Dataset excerpts
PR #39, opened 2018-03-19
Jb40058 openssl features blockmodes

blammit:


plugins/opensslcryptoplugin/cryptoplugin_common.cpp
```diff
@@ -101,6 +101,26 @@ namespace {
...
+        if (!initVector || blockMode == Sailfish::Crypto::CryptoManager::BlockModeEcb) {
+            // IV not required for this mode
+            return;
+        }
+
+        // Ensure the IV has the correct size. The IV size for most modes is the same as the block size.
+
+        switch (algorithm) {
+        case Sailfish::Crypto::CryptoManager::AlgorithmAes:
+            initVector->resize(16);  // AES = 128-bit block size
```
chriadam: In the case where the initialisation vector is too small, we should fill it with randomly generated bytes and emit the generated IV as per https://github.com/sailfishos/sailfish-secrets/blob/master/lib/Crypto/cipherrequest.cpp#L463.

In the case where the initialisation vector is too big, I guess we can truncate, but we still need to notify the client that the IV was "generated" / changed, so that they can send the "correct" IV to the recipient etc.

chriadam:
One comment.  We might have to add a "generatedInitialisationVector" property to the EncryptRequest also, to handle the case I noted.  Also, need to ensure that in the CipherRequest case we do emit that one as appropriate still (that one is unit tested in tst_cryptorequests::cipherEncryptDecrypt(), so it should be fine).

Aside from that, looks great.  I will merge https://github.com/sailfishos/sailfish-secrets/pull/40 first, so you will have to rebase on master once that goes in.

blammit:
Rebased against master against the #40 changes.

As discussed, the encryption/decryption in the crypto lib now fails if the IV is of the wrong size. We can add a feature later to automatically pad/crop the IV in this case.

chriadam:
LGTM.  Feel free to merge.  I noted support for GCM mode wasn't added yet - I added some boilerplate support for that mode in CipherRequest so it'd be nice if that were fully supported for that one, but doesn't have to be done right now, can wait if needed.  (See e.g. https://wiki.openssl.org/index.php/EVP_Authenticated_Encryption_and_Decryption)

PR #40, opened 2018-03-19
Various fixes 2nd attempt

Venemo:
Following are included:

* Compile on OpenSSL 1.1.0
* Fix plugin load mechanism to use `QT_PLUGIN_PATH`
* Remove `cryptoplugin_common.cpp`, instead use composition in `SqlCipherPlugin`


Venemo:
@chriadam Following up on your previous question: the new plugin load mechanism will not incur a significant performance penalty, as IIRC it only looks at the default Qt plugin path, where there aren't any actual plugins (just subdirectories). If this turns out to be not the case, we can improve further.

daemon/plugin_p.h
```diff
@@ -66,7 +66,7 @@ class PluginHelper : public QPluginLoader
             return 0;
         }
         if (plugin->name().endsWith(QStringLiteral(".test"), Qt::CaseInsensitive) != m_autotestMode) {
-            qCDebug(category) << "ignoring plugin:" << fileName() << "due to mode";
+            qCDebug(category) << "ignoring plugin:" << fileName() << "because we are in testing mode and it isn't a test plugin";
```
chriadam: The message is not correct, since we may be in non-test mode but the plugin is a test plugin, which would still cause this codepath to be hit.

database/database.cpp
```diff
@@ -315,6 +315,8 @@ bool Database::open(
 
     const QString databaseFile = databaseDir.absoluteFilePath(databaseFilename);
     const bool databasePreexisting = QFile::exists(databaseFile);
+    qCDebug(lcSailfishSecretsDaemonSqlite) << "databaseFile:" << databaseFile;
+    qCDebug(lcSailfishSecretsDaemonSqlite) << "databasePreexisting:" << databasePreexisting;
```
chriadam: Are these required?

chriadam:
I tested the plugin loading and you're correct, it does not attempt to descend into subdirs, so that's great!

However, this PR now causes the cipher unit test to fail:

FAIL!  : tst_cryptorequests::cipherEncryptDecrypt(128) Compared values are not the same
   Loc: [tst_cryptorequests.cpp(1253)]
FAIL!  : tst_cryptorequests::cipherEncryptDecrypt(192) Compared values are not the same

* **What to do**:
The response should consist of every record above, reproduced exactly.

* **Response to this exercise**:
PR #39, opened 2018-03-19
Jb40058 openssl features blockmodes

blammit:


plugins/opensslcryptoplugin/cryptoplugin_common.cpp
```diff
@@ -101,6 +101,26 @@ namespace {
...
+        if (!initVector || blockMode == Sailfish::Crypto::CryptoManager::BlockModeEcb) {
+            // IV not required for this mode
+            return;
+        }
+
+        // Ensure the IV has the correct size. The IV size for most modes is the same as the block size.
+
+        switch (algorithm) {
+        case Sailfish::Crypto::CryptoManager::AlgorithmAes:
+            initVector->resize(16);  // AES = 128-bit block size
```
chriadam: In the case where the initialisation vector is too small, we should fill it with randomly generated bytes and emit the generated IV as per https://github.com/sailfishos/sailfish-secrets/blob/master/lib/Crypto/cipherrequest.cpp#L463.

In the case where the initialisation vector is too big, I guess we can truncate, but we still need to notify the client that the IV was "generated" / changed, so that they can send the "correct" IV to the recipient etc.

chriadam:
One comment.  We might have to add a "generatedInitialisationVector" property to the EncryptRequest also, to handle the case I noted.  Also, need to ensure that in the CipherRequest case we do emit that one as appropriate still (that one is unit tested in tst_cryptorequests::cipherEncryptDecrypt(), so it should be fine).

Aside from that, looks great.  I will merge https://github.com/sailfishos/sailfish-secrets/pull/40 first, so you will have to rebase on master once that goes in.

blammit:
Rebased against master against the #40 changes.

As discussed, the encryption/decryption in the crypto lib now fails if the IV is of the wrong size. We can add a feature later to automatically pad/crop the IV in this case.

chriadam:
LGTM.  Feel free to merge.  I noted support for GCM mode wasn't added yet - I added some boilerplate support for that mode in CipherRequest so it'd be nice if that were fully supported for that one, but doesn't have to be done right now, can wait if needed.  (See e.g. https://wiki.openssl.org/index.php/EVP_Authenticated_Encryption_and_Decryption)

PR #40, opened 2018-03-19
Various fixes 2nd attempt

Venemo:
Following are included:

* Compile on OpenSSL 1.1.0
* Fix plugin load mechanism to use `QT_PLUGIN_PATH`
* Remove `cryptoplugin_common.cpp`, instead use composition in `SqlCipherPlugin`


Venemo:
@chriadam Following up on your previous question: the new plugin load mechanism will not incur a significant performance penalty, as IIRC it only looks at the default Qt plugin path, where there aren't any actual plugins (just subdirectories). If this turns out to be not the case, we can improve further.

daemon/plugin_p.h
```diff
@@ -66,7 +66,7 @@ class PluginHelper : public QPluginLoader
             return 0;
         }
         if (plugin->name().endsWith(QStringLiteral(".test"), Qt::CaseInsensitive) != m_autotestMode) {
-            qCDebug(category) << "ignoring plugin:" << fileName() << "due to mode";
+            qCDebug(category) << "ignoring plugin:" << fileName() << "because we are in testing mode and it isn't a test plugin";
```
chriadam: The message is not correct, since we may be in non-test mode but the plugin is a test plugin, which would still cause this codepath to be hit.

database/database.cpp
```diff
@@ -315,6 +315,8 @@ bool Database::open(
 
     const QString databaseFile = databaseDir.absoluteFilePath(databaseFilename);
     const bool databasePreexisting = QFile::exists(databaseFile);
+    qCDebug(lcSailfishSecretsDaemonSqlite) << "databaseFile:" << databaseFile;
+    qCDebug(lcSailfishSecretsDaemonSqlite) << "databasePreexisting:" << databasePreexisting;
```
chriadam: Are these required?

chriadam:
I tested the plugin loading and you're correct, it does not attempt to descend into subdirs, so that's great!

However, this PR now causes the cipher unit test to fail:

FAIL!  : tst_cryptorequests::cipherEncryptDecrypt(128) Compared values are not the same
   Loc: [tst_cryptorequests.cpp(1253)]
FAIL!  : tst_cryptorequests::cipherEncryptDecrypt(192) Compared values are not the same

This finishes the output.